Lavoro, occupazione e reddito per abitante

La crescita del Pil, seppure moderata, ha avuto esiti positivi sul mercato del lavoro.

L’occupazione è destinata a crescere nel 2016 del 2,0 per cento rispetto all’anno precedente, consolidando l’aumento dello 0,4 per cento rilevato nel biennio 2014-2015. La stima di Prometeia ha ricalcato la tendenza spiccatamente positiva emersa dalle indagini sulle forze di lavoro dell’Istat relative ai primi nove mesi (+2,4 per cento).

Per quanto concerne le unità di lavoro, che in pratica ne misurano il volume effettivamente svolto, emerge uno scenario ugualmente positivo, rappresentato da un aumento dell’1,7 per cento, in accelerazione rispetto alla crescita dello 0,5 per cento del 2015.

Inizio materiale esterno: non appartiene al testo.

Issue #1709, opened 2026-01-08
[improvement]: app_mf: Fix minor formatting issue.


InterLinked1:
### Improvement Description

Fix formatting to comply with the coding style.

PR #1710, opened 2026-01-08
app_mf: Fix minor formatting issue.

InterLinked1:
Resolves: #1709

### DIFF
--- a/apps/app_mf.c
+++ b/apps/app_mf.c
@@ -242,7 +242,8 @@ static const char sendmf_name[] = "SendMF";
  * \retval 0 if successful
  * \retval -1 if unsuccessful (including hangup).
  */
-static int read_mf_digits(struct ast_channel *chan, char *buf, int buflen, int timeout, int features, int laxkp, int override, int no_kp, int no_st, int maxdigits) {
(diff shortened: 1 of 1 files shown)


InterLinked1:
cherry-pick-to: 23
cherry-pick-to: 22
cherry-pick-to: 20

seanbright:
Can we just roll this in to the next functional change? An issue and a PR to add a newline character seems really excessive to me.

InterLinked1:
> Can we just roll this in to the next functional change? An issue and a PR to add a newline character seems really excessive to me.

I don't have any functional changes planned for `app_mf` currently, do you mean something else?

I _thought_ it was best practice to avoid doing formatting changes in other commits, and that issues were required, but happy to change practice here.

seanbright:
OK

jcolp:
My opinion is that I don't like code formatting change PRs. If there are fixes that occur as a result of functional changes then that's fine to include them, but PRs (particularly one line fixes) like this I don't like. It got past code review, we should have caught it, we didn't, it's not hurting anything, life goes on.

jcolp:
In fact, I'm closing this out.

PR #1713, opened 2026-01-11
res_pjsip_rfc7329: Add RFC7329 Session-ID support

mr-gmr:
Introduce a new res_pjsip_rfc7329 module that generates, stores, and propagates RFC7329 Session-ID values for PJSIP requests and responses. Session-IDs are reused across call legs via linkedid mapping and are ensured for in-dialog requests that bypass supplements. A new session supplement callback is added to hook channel creation so linkedid-based state can be attached when the channel is available.
Session-ID handling is now controlled by pjsip.conf. The module loads but remains inactive unless [global] rfc7329_enable=yes is set. rfc7329_enable=no, or an empty [global] leaves behavior disabled. Module reload res_pjsip_rfc7329.so re-reads the config and activates/deactivates the logic live.
The change also integrates Session-ID into REFER handling by persisting the inbound Refer-To Session-ID and adding a Session-ID parameter to outgoing Refer-To URIs.
When enabled, attempts to add, update, or remove Session-ID with PJSIP_HEADER are blocked to preserve RFC7329 immutability.

UserNote: Enable RFC7329 by setting [global] rfc7329_enable=yes in pjsip.conf and reloading the module. When enabled, Session-ID propagation is enforced and PJSIP_HEADER cannot modify Session-ID. REFER processing preserves Session-ID in Refer-To when available. https://www.rfc-editor.org/rfc/rfc7329

UpgradeNote: Realtime users must apply the Alembic migration that adds `rfc7329_enable` to `ps_globals` (config DB) to keep the schema in sync with the new global option.

### DIFF
--- a/include/asterisk/res_pjsip_session.h
+++ b/include/asterisk/res_pjsip_session.h
@@ -364,6 +364,11 @@ struct ast_sip_session_supplement {
 	 * Defaults to AST_SIP_SESSION_BEFORE_MEDIA
 	 */
 	enum ast_sip_session_response_priority response_priority;
+	/*!
+	 * \brief Notification that the session has an associated channel
+	 * This method will always be called from a SIP servant thread.
+	 */
+	void (*session_channel_created)(struct ast_sip_session *session);
 };
 
 enum ast_sip_session_sdp_stream_defer {
@@ -624,6 +629,12 @@ void ast_sip_session_register_supplement_with_module(struct ast_module *module, 
  * \param supplement The supplement to unregister
  */
 void ast_sip_session_unregister_supplement(struct ast_sip_session_supplement *supplement);
+
+/*!
+ * \brief Notify supplements that a session now has an associated channel
+ * \param session The session whose channel has been created
+ */
+void ast_sip_session_channel_created(struct ast_sip_session *session);
 
 /*!
  * \brief Add supplements to a SIP session
--- a/channels/chan_pjsip.c
+++ b/channels/chan_pjsip.c
@@ -2756,6 +2756,9 @@ static struct ast_channel *chan_pjsip_request_with_stream_topology(const char *t
 		SCOPE_EXIT_RTN_VALUE(NULL, "Couldn't create channel\n");
 	}
 
+	/* Notify supplements that need channel-backed state (e.g., RFC7329 linkedid map). */
+	ast_sip_session_channel_created(session);
+
 	SCOPE_EXIT_RTN_VALUE(session->channel, "Channel: %s\n", ast_channel_name(session->channel));
 }
 
@@ -3060,6 +3063,9 @@ static int chan_pjsip_incoming_request(struct ast_sip_session *session, struct p
 		SCOPE_EXIT_LOG_RTN_VALUE(-1, LOG_ERROR, "%s: Failed to allocate new PJSIP channel on incoming SIP INVITE\n",
 			 ast_sip_session_get_name(session));
 	}
+
+	/* Notify supplements that need channel-backed state (e.g., RFC7329 linkedid map). */
+	ast_sip_session_channel_created(session);
 
 	set_sipdomain_variable(session);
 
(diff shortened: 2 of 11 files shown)


mr-gmr:
cherry-pick-to: 20
cherry-pick-to: 22
cherry-pick-to: 23
cherry-pick-to: 24

seanbright:
> Loading res_pjsip_rfc7329 enables RFC7329 Session-ID propagation and prevents Session-ID modification via PJSIP_HEADER

If it is going to change behavior just by having the module loaded, I don't think it would be wise for it to go in to release branches.

gtjoseph:
A testsuite test should be created for this.

configs/samples/res_pjsip_rfc7329.conf.sample
```diff
@@ -0,0 +1,5 @@
+[general]
```
gtjoseph: Rather than adding a new config file just to enable/disable the module, you could add a parameter to the pjsip.conf `[global]` section.  Or...is this something that may need to be turned on or off on an endpoint-by-endpoint basis?

gtjoseph (changes requested):

configs/samples/res_pjsip_rfc7329.conf.sample
mr-gmr: I think this should be global. I can add a flag in asterisk.conf or pjsip.conf if it prefered

gtjoseph: The pjsip.conf [global] section would be the correct place.

mr-gmr: done

include/asterisk/res_pjsip_session.h
```diff
@@ -301,6 +301,11 @@ struct ast_sip_session_supplement {
 	 * This method will always be called from a SIP servant thread.
 	 */
 	void (*session_begin)(struct ast_sip_session *session);
+	/*!
+	 * \brief Notification that the session has an associated channel
+	 * This method will always be called from a SIP servant thread.
+	 */
+	void (*session_channel_created)(struct ast_sip_session *session);
```
gtjoseph: This callback needs to go at the end of the structure to preserve backwards compatibility.

gtjoseph (changes requested):
This isn't a complete review, just something that stood out initially.

include/asterisk/res_pjsip_session.h
mr-gmr: done

asteriskteam:

mr-gmr:
testsuite-test-pr: 127

mr-gmr:
I don't even understand what's wrong with the tests here. Locally, everything passes...

gtjoseph:
> I don't even understand what's wrong with the tests here. Locally, everything passes...

Let me investigate

gtjoseph:
@mr-gmr There's no documentation for the `rfc7329_enable` option in res/res_pjsip/pjsip_config.xml.  When Asterisk is configured with `--enable-dev-mode` (which all developers should be doing) a pjsip config option without XML documentation will cause the the containing object to not load and will generate error messages.  The effect is that rfc7329_enable is always "no" so your enable tests will all fail.

mr-gmr:
> @mr-gmr There's no documentation for the `rfc7329_enable` option in res/res_pjsip/pjsip_config.xml. When Asterisk is configured with `--enable-dev-mode` (which all developers should be doing) a pjsip config option without XML documentation will cause the the containing object to not load and will generate error messages. The effect is that rfc7329_enable is always "no" so your enable tests will all fail.


Thanks. Fixed it. I'll check the comments in testsuite tomorrow.

gtjoseph (dismissed):
`UserNote : Added tests` needs to be removed from the commit message.

mr-gmr:
> `UserNote : Added tests` needs to be removed from the commit message.

thanks. fixed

Nel 2016 l’occupazione dovrebbe superare dell’1,6 per cento il livello del 2007, alla vigilia della crisi internazionale innescata dai mutui statunitensi ad alto rischio. Nel biennio 2017-2018 dovrebbe instaurarsi un ciclo virtuoso, sulla scia del consolidamento della ripresa del Pil.

Nel 2016 l’occupazione dovrebbe superare dell’1,6 per cento il livello del 2007, alla vigilia della crisi internazionale innescata dai mutui statunitensi ad alto rischio. Nel biennio 2017-2018 dovrebbe instaurarsi un ciclo virtuoso, sulla scia del consolidamento della ripresa del Pil.